Heartworm Prevention

Preventing Heartworm

Your pet has just been diagnosed with heartworms. Now what? Unfortunately for our feline friends, the “now what” involves either supportive care to help them clear the infection or surgery to remove at least some of the heartworms. There are currently no approved treatments for heartworm infection in cats.

For our canine companions, “now what” focuses on eliminating both adult and immature heartworms safely and successfully, preventing new infection and minimizing complications of the drug treatment. Before treatment begins, your dog may be prescribed steroids and antibiotics. The antibiotics are a preventive measure to counteract the bacterium that lives inside adult heartworms and is released into your dog’s body as they die. Steroids are used to help reduce any inflammation that might be present due to the heartworm infection. Following these preliminary measures, treatment involves adulticide therapy which is a three-dose injection series. These injections have to be given in our clinic, and your pup will need to be hospitalized for observation to ensure there are no serious reactions to the injections. Your dog will also have to follow stringent exercise restrictions to help protect his heart from additional damage and avoid complications that can arise as the heartworms die. In addition, your pup may require additional supportive care while undergoing treatment. How intensive the treatment to clear your dog?s body will need to be depends on the severity of the infection.

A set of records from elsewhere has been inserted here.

PR #906, opened 2026-03-03
Add compile_tr_native() for Taptree-native policy compilation

### LINKED ISSUE #905: compile_tr: emit Or branches as separate Tapleaves instead of OP_IF/NOTIF
The policy compiler's Taproot path currently compiles Or branches into single Tapleaves using OP_IF/NOTIF, carrying over the P2WSH pattern. In Tapscript, the Taptree itself provides a branching mechanism via separate leaves.

For simple policies, decomposing Or branches into separate leaves can improve privacy (only the spent leaf is revealed on-chain). For complex policies (e.g. large conjunctions of ors, or high-k thresholds), full decomposition is impractical due to combinatorial explosion, so a `max_leaves` cap is provided.

Proposed approach: add `compile_tr_native()` as an opt-in alternative that decomposes Or/Thresh at the policy level, compiles each branch to an IF-free leaf using the existing Tap compiler, then assembles an optimal Taptree via Huffman coding.

kwsantiago:
Closes #905

Adds `compile_tr_native()` which decomposes all `Or` and `Thresh` branches into separate TapTree leaves instead of using `OP_IF`/`OP_NOTIF` within a single leaf. Each leaf is compiled to branch-free Tapscript and assembled into a Huffman-weighted TapTree.

Also refactors `enumerate_policy_tree` into a shared `enumerate_leaves` helper to avoid duplication.

### DIFF
--- a/src/policy/compiler.rs
+++ b/src/policy/compiler.rs
@@ -64,6 +64,11 @@ pub enum CompilerError {
         /// Maximum allowed number of Tapleaves.
         max: usize,
     },
+    /// Native Taproot compilation produced a leaf containing OP_IF/NOTIF.
+    IfFragmentInNativeLeaf {
+        /// Index of the leaf that contains branching fragments.
+        leaf_index: usize,
+    },
     ///Policy related errors
     PolicyError(policy::concrete::PolicyError),
 }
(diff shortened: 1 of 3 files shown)


apoelstra (approved):
ACK ae5c7d303d944fd7a3d5ac96b66d439b36da0aa7; successfully ran local tests

apoelstra (approved):
ACK a46031c160c5d24392e3f527635778ab26c4d0b3; successfully ran local tests

JeremyRubin:
"posthumous nack"*; i think this creates somewhat surprising behavior.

But once this regimen is complete, your dog is done with the treatment, right? Not so fast. After all this, there is still the chance that the treatment will not fully clear the infection from your furry best friend. Because the treatment targets adult heartworms, there is a chance that any larvae in your dog’s system may mature into adults following the treatment. To verify the treatment was successful or determine that it was not, your dog will need to be tested in six months to see if there are any remaining adult heartworms. If your dog still tests heartworm positive, the treatment may need to be repeated to kill them.

Heartworm treatment is costly, time consuming and hard on both your pet and you. If your pet has not received a positive heartworm diagnosis, we strongly recommend you maintain a year-round heartworm preventive routine to help avoid putting either of you through the process.